Item 5.02 |
Departure of Directors or Certain Officers; Election of Directors; Appointment of Certain Officers; Compensatory Arrangements of Certain Officers. |
2025 Annual Incentive Plan
On January 23, 2025, the Dominion Energy, Inc. (“Dominion Energy”) Compensation and Talent Development Committee (“CTD Committee”) approved the 2025 Annual Incentive Plan (the “AIP”). Under the AIP, Dominion Energy’s officers are eligible for an annual performance-based cash award. Each officer has a target incentive award under the AIP based on a percentage of base salary.
Payouts under the AIP will be based on the achievement of certain performance goals to be determined by the CTD Committee from among the performance measures set forth in Dominion Energy’s 2024 Incentive Compensation Plan (the “2024 Incentive Compensation Plan”), with potential funding ranging from 0% to 200% of the target funding.
Officer Compensation
In November 2024, the Company announced the title change of Edward H. Baine to President – Utility Operations and Dominion Energy Virginia, effective as of January 1, 2025. On January 23, 2025, the CTD Committee approved the compensation for Mr. Baine relative to his increase in responsibilities. Effective January 1, 2025, his annual base salary is $643,537 with an AIP target of 80% of base salary and a long-term incentive award with a target value of $1,250,000. Mr. Baine will also be eligible to participate in the benefit plans and arrangements generally available to Dominion Energy’s other executive officers.

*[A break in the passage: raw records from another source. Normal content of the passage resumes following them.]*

PR #102, opened 2023-08-19
Fix initial guess interface

### LINKED ISSUE #27: Improve initial guess interface
`BVProblem` and `TwoPointBVProblem` should accept a function `initialGuess( t )` and/or a solution structure in order to reuse solutions as initial guess for continuation.
The documentation on this should be improved/ updated accordingly.

### LINKED ISSUE #30: Dimension mismatch in solve() for MIRK methods providing an initial solution
`BVPSolve` is allocating more memory than neccessary when provided a initial guess. It is basically allocating a `n` times `n` Vector of Vectors, where `n` is the number of timepoints.

Additionally i get a `DimensionMismatch` in https://github.com/JuliaDiffEq/BoundaryValueDiffEq.jl/blob/d6b2bcace6c743250366bfea67d2366c4d79d018/src/solve.jl#L55.

It would be good if the dimensions of the initial solution where checked to have the right dimensions and throw a corresponding error if not.

That could be done when the `BVProblem` gets defined. My testing code can be found [here](https://gitlab.gwdg.de/PhD/shapeJulia/blob/master/mwe.jl).

ErikQQY:
Fix #27 
Fix #30

The PR fixes the initial guess interface of the MIRK method. It is just working but still needs further optimization to avoid potential bugs.


src/solve.jl
```diff
@@ -31,8 +33,9 @@ end
 function DiffEqBase.__solve(prob::BVProblem, alg::AbstractMIRK; dt = 0.0, abstol = 1e-3,
     adaptive::Bool = true, kwargs...)
     dt ≤ 0 && throw(ArgumentError("dt must be positive"))
-    T = eltype(prob.u0)
-    n = Int(cld((prob.tspan[2] - prob.tspan[1]), dt))
+    T = isa(prob.u0[1], Vector) ? eltype(prob.u0[1]) : eltype(prob.u0)
+    n = isa(prob.u0[1], Vector) ? (length(prob.u0) - 1) :
```
ErikQQY, line 37: Judging if the provided ```u0``` is an initial guess or the initial condition in this way is pretty awkward, do we have any other solutions to check the type of ```u0```?

ErikQQY:
It seems the CI failing is caused by Julia 1.6 version:

CI

src/solve.jl
ChrisRackauckas: I don't think we have a better way.

ChrisRackauckas:
I think we can just error on that for now with a specific error that says this feature is unsupported on Julia < v1.9 and move on.

avik-pal:
```julia
@static if VERSION ≥ v"1.7" # Check when the function was introduced
    amax(x; kwargs...) = first(findmax(abs, x; kwargs...))
else
    amax(x; kwargs...) = first(findmax(abs.(x); kwargs...))
end
```

src/mirk_tableaus.jl
```diff
@@ -115,8 +115,8 @@ function constructMIRK6(S::BVPSystem)
 
     # Interpolant tableau
     s_star = 9
-    c_star = [7 // 16, 1 // 8, 9 // 16, 3 // 8]
-    v_star = [7 // 16, 1 // 8, 9 // 16, 3 // 8]
+    c_star = [7 // 16, 3 // 8, 9 // 16, 1 // 8]
+    v_star = [7 // 16, 3 // 8, 9 // 16, 1 // 8]
```
ChrisRackauckas, line 119: Is a convergence test checking htis?

ErikQQY: The interpolation coefficients don't affect the convergence test, but they did affect the ensemble test. I found the previous interpolation coefficients in MIRK6 are wrong, so I directly changed them in this PR.

```fortran
c_star(1) = 7.0d0/16.0d0
c_star(2) = 3.0d0/8.0d0
c_star(3) = 9.0d0/16.0d0
c_star(4) = 1.0d0/8.0d0

v_star(1) = 7.0d0/16.0d0
v_star(2) = 3.0d0/8.0d0
v_star(3) = 9.0d0/16.0d0
v_star(4) = 1.0d0/8.0d0
```

ChrisRackauckas: Let's do a follow up with some convergence or regression test on the interpolation. The interpolation coefficients should be used as the post solution interpolation, so I think that's the first priority: make `sol(t)` work at higher order using this continuous definition (and save the `k`'s to the solution). Once that's the case, we can add a dense convergence test which will use non-grid values to test the convergence, and that should then test the accuracy of the interpolation.

PR #103, opened 2023-08-30
Update Project.toml

ErikQQY:
We need a new release for the benckmarks


ChrisRackauckas:
Actually, this needs to be a v4.0 since GeneralMIRK was removed.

On January 23, 2025, the CTD Committee approved the issuance of cash and restricted stock awards to Edward H. Baine; Carlos M. Brown, President – Dominion Energy Services and Executive Vice President, Chief Legal Officer and Corporate Secretary; and Steven D. Ridge, Executive Vice President and Chief Financial Officer, in recognition of their status as key contributors to Dominion Energy for 2025. Mr. Baine’s award is comprised of a cash award in the amount of $150,000 and a restricted stock award in the amount of $150,000. Messrs. Brown and Ridge’s awards are each comprised of a cash award in the amount of $150,000 and a restricted stock award in the amount of $350,000. The restricted stock awards are issued pursuant to the 2024 Incentive Compensation Plan and are subject to a three-year cliff vesting period. Each of the awards are subject to clawback provisions, including in the event of fraud, intentional misconduct and breach of confidentiality obligations, and the cash awards must be repaid in full in the event of a voluntarily resignation by the recipient from Dominion Energy within one year of payment.